Audio-based Event Detection in Office Live Environments Using Optimized MFCC-SVM Approach
Abstract
Audio data contains several sounds and is an important source for multimedia applications. One of them is unstructured Environmental Sounds (also referred to as audio events) that have noise-like characteristics with flat spectrums. Therefore, in general, recognition methods applied for music and speech data are not appropriate for the Environmental Sounds. In this paper, we propose an MFCC-SVM based approach that exploits the effect of feature representation and learner optimization tasks for efficient recognition of audio events from audio signals.
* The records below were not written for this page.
Issue #1678, opened 2016-04-21
Infixes of Containers of Containers are not Containers of Containers (but should be)


h-2:
pretty much as the title states:
if you have a `StringSet<CharString> s;` then the `ValueType<Infix<StringSet<CharString>>>` should be `CharString`, but instead it is `char`.

rrahn:
Ok, if I am not mistaken only the index module is using infix on StringSets so far.
In this context, however, not an infix of the StringSet, but of some string within the set is requested. This causes major confusion about what an infix of a StringSet should be, because the other way around is a valid assumption.

So here is my proposal:

- [ ] Make ```infix(set, beginPos, endPos)``` and ```infixWithLength(set, beginPos, length)``` behave as standard infix for strings. So it returns a subset of the StringSet specified by the begin and end position (the same for Prefix and Suffix).
- [ ] Add a new convenience function ```stringInfix``` for the index module that models the current ```infix``` and ```infixWithLength``` implementation for StringSets. So it explicitly returns a string infix not a string set infix.

@weese  @esiragusa Or am I missing something with the above mentioned design decisions?

esiragusa:
Do ```beginPos, endPos``` in ```infix(set, beginPos, endPos)``` refer to ```concat(set)```? This disambiguation seems reasonable, although it's not clear to me how StringSet fulfills the container concept.

rrahn:
Hmm, if I get you right, you mean if the given positions are global positions?
As far as I could see (from debugging some index tests) it is a local position (pair of seq id and offset).
Clearly, an infix spanning over multiple sequences does not make sense. So the infix implementations of StringSets merely assemble some sort of convenience functions to access the string content of some string in the set and is only used during index lookups. 
I guess whether StringSets fulfil the container concept is a philosophical question, but not the real problem here. I guess the problem is simply, that the current infix implementation is rather more a implementation detail, than a public interface. In fact, this leads to the current confusion with the usage of Infix for StringSets. Hence, I propose a different interface, which explicitly asks for a string infix and in the case of StringSets requires the StringSetPosition type. However, it would break API 😨 . That's why I am so precautious about it.

h-2:
> I guess whether StringSets fulfil the container concept is a philosophical question

Not really: https://github.com/seqan/seqan/blob/master/include/seqan/sequence/string_set_base.h#L373

> However, it would break API :fearful: . That's why I am so precautious about it.

[...]

PR #1684, opened 2016-04-28
[FIXED-#1678] Fixes issue with infix of string sets.

rrahn:
### Changes:
* Removed overloaded infix functions for StringSets.
* Replaced old behaviour with stringInfix | stringPrefix | stringSuffix interfaces.
* Introduced StringInfix | StringPrefix | StringSuffix Metafunction to obtain correct segment type.
* Replaced all instances of segment functions in apps and the library with the new interface.
* Added tests for standard segment and string segment functions.

Compiled and run all tests and app tests with g++-5 successfully.


rrahn:
I assigned it to @esiragusa because I touched a many index files and yara and fiona sources, but @h-2 you can also have a look.
This is a first design implementation, that fixes the Infix issue with StringSets.
Question remains, if we should make the new interface private and whether there is a better function name.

The proposed approach considers efficient representation of MFCC features using different window and hop sizes by changing the number of Mel coefficients in the analyses as well as optimizing the SVM parameters. Moreover, 16 different audio events from the IEEE Audio and Acoustic Signal Processing (AASP) Challenge Dataset, namely alert, clear throat, cough, door slam, drawer, keyboard, keys, knock, laughter, mouse, page turn, pen drop, phone, printer, speech, and switch that are collected from office live environments are utilized in the evaluations. Our empirical evaluations show that, when the results of the proposed methods are chosen for MFFC feature and SVM classifier, the tests conducted through using 5-fold cross validation gives the results of 62%, 58% and 55% for Precision, Recall and F-measure scores, respectively. Extensive experiments on audio-based event detection using the IEEE AASP Challenge dataset show the effectiveness of the proposed approach.